(INPUT FOR THIS TASK Opens)

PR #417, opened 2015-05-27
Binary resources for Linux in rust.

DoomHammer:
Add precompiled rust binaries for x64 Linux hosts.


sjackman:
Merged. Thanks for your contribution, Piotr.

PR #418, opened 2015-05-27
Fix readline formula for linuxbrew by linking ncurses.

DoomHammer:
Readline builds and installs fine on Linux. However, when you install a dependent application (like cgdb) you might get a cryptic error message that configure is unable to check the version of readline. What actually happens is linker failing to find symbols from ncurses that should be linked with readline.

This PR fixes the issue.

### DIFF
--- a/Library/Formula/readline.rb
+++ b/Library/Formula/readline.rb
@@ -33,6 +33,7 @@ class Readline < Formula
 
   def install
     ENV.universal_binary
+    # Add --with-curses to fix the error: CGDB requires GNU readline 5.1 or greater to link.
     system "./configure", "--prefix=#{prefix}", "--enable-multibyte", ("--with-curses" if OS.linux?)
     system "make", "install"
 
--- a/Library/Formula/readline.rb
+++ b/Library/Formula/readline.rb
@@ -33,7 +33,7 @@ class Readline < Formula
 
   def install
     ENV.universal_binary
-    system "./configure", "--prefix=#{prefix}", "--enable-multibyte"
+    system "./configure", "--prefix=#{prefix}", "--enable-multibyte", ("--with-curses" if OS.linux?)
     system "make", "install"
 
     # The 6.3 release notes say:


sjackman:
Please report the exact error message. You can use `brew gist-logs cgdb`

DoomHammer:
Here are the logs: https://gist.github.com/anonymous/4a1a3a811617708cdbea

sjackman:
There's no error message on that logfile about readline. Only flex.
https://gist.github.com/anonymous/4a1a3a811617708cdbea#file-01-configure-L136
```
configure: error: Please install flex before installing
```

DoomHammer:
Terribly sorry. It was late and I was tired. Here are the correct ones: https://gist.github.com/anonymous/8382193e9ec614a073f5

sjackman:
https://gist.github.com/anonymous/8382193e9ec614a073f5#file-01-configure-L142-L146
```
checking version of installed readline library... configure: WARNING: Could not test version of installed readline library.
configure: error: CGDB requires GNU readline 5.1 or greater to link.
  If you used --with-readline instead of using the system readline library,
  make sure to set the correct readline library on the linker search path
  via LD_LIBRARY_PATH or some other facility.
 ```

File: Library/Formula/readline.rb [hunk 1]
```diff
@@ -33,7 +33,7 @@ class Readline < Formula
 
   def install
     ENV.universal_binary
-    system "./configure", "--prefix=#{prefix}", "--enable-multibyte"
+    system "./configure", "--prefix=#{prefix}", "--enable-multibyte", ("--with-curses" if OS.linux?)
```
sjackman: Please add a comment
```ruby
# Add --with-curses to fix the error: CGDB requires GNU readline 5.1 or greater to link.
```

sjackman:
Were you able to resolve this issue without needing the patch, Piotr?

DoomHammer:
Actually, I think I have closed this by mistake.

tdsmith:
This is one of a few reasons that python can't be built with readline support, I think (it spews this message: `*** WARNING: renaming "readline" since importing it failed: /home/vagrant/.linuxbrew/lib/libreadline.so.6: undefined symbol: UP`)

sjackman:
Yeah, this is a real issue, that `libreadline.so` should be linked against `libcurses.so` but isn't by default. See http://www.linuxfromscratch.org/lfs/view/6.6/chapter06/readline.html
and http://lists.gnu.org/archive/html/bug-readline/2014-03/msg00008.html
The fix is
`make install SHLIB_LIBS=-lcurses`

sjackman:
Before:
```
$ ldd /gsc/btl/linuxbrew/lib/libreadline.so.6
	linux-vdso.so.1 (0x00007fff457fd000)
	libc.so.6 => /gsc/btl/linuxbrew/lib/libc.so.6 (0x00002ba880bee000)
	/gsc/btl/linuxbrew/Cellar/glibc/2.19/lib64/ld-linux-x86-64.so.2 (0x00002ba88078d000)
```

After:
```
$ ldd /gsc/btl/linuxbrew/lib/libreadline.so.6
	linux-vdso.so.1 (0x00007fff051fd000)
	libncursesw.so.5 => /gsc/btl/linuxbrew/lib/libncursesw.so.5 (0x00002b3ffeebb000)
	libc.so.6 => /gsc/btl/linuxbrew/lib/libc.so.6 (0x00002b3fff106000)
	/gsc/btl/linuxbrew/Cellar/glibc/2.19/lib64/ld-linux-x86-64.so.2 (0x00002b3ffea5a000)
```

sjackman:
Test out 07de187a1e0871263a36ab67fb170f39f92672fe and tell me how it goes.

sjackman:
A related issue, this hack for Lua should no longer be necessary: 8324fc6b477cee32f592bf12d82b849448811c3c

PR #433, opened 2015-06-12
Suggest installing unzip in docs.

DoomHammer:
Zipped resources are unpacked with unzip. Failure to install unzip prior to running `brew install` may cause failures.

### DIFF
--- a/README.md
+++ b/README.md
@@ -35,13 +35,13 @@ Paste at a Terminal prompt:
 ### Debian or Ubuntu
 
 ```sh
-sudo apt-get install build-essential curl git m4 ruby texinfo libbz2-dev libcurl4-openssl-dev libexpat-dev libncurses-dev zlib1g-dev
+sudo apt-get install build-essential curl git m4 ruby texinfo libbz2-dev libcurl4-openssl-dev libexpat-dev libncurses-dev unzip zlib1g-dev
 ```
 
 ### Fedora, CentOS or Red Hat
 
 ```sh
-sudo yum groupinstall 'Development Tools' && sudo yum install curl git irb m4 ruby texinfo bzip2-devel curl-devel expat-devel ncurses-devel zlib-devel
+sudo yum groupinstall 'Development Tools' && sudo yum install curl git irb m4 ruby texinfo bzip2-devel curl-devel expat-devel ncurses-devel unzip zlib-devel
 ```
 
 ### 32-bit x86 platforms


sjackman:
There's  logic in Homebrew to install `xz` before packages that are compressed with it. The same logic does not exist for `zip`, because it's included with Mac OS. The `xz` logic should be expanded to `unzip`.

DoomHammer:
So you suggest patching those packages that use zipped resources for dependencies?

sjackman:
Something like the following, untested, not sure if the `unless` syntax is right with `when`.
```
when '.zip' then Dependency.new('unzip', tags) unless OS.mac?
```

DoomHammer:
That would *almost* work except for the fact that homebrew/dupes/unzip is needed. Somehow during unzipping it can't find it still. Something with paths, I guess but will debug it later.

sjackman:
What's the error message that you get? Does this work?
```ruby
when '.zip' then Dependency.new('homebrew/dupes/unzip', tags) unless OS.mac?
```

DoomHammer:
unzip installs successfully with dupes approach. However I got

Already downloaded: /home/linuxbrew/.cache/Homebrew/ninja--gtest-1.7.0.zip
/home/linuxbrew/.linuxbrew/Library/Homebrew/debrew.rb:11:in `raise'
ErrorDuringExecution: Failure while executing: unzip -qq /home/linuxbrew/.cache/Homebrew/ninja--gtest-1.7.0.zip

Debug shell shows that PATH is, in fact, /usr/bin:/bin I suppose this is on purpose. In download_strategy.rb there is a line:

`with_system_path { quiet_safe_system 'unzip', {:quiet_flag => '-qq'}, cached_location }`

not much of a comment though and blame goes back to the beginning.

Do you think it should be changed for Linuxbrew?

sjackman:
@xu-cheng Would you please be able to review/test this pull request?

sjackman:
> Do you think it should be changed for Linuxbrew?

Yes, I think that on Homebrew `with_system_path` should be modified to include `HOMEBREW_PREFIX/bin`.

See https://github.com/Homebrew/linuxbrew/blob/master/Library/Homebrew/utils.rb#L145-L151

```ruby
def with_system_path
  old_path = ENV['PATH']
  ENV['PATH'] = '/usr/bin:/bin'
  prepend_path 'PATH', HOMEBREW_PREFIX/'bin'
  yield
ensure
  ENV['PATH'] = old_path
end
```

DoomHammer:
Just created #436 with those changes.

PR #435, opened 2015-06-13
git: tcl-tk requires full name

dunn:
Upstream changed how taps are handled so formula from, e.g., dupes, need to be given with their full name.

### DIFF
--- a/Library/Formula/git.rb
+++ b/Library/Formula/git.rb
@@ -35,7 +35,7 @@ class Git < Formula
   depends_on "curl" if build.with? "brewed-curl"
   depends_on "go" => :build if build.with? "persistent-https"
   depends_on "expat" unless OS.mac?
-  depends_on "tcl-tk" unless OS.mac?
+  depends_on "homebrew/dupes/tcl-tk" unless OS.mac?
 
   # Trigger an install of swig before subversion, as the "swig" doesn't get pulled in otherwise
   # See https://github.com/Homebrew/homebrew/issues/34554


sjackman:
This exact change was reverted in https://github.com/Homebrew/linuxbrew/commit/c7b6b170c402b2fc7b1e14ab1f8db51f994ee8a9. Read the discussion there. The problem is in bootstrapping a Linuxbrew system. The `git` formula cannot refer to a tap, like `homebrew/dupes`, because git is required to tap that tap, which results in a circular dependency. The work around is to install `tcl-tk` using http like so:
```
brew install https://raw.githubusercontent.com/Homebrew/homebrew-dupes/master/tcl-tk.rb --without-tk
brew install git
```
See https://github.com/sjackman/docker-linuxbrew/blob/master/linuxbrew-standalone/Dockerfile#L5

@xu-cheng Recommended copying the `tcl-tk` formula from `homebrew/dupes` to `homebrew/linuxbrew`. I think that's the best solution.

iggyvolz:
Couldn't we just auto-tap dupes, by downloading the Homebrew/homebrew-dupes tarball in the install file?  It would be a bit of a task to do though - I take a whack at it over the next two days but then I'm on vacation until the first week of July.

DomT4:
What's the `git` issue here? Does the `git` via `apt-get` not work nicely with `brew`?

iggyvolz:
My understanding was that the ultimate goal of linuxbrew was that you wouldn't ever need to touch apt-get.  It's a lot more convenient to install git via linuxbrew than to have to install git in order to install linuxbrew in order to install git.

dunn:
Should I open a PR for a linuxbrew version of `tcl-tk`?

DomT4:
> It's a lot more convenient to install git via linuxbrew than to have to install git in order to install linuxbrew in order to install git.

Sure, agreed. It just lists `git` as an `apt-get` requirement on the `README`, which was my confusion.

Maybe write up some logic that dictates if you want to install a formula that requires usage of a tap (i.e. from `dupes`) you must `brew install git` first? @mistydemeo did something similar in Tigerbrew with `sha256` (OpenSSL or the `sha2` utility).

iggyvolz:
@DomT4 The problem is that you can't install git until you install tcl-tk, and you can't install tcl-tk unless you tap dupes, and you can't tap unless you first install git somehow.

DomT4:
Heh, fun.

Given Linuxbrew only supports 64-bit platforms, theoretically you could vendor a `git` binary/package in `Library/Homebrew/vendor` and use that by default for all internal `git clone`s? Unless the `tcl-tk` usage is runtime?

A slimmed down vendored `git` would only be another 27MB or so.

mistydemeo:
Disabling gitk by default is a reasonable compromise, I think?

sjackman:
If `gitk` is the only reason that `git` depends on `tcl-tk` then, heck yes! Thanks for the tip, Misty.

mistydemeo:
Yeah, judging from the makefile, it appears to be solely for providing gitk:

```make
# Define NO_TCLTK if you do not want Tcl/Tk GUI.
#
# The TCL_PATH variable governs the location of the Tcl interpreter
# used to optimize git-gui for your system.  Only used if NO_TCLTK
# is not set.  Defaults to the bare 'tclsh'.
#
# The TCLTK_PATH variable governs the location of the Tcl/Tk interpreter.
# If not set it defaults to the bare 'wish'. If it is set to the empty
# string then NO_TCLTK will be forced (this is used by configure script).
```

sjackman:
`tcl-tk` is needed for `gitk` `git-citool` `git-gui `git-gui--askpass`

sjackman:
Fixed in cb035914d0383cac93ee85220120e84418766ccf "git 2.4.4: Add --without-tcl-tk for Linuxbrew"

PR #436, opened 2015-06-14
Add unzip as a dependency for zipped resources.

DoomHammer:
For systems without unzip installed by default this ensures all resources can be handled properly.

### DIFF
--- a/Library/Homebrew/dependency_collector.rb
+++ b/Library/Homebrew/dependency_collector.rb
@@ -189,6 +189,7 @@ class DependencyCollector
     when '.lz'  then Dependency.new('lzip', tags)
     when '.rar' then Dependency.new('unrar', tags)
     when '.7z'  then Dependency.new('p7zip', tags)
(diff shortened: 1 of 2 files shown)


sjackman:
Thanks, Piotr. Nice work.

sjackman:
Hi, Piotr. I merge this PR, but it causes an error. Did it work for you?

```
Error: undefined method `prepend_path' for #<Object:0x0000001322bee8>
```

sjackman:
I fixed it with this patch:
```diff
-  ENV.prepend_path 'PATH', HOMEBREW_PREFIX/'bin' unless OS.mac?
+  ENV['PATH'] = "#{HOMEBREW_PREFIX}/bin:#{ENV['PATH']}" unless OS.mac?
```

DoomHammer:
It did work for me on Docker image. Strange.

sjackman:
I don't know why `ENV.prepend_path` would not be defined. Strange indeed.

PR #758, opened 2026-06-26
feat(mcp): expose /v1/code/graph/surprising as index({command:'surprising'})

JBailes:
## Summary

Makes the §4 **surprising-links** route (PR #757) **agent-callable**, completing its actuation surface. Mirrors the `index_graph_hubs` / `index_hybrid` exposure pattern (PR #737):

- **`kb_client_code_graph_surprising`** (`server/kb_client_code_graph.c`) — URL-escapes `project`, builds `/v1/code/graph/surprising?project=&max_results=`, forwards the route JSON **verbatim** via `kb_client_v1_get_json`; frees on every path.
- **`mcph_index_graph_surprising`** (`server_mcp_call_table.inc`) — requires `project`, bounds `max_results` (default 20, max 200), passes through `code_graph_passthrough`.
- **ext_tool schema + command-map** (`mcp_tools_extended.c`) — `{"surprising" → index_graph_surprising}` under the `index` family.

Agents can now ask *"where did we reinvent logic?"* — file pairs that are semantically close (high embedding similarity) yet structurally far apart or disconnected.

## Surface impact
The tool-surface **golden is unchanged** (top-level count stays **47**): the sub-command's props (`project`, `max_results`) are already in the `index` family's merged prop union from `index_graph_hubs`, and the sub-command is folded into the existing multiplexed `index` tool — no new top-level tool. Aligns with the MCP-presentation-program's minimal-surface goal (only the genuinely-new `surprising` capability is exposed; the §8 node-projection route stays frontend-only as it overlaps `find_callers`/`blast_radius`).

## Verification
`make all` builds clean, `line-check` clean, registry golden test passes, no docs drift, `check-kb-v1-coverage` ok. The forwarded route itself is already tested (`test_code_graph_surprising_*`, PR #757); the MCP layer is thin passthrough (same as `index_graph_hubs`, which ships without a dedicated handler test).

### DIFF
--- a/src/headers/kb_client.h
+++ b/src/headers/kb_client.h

(INPUT FOR THIS TASK Closes)

◆ WHAT YOU SHOULD DO: Your answer should consist only of the number of lines in the entries above that include "those".

◆ SOLUTION TO THE PROBLEM: 2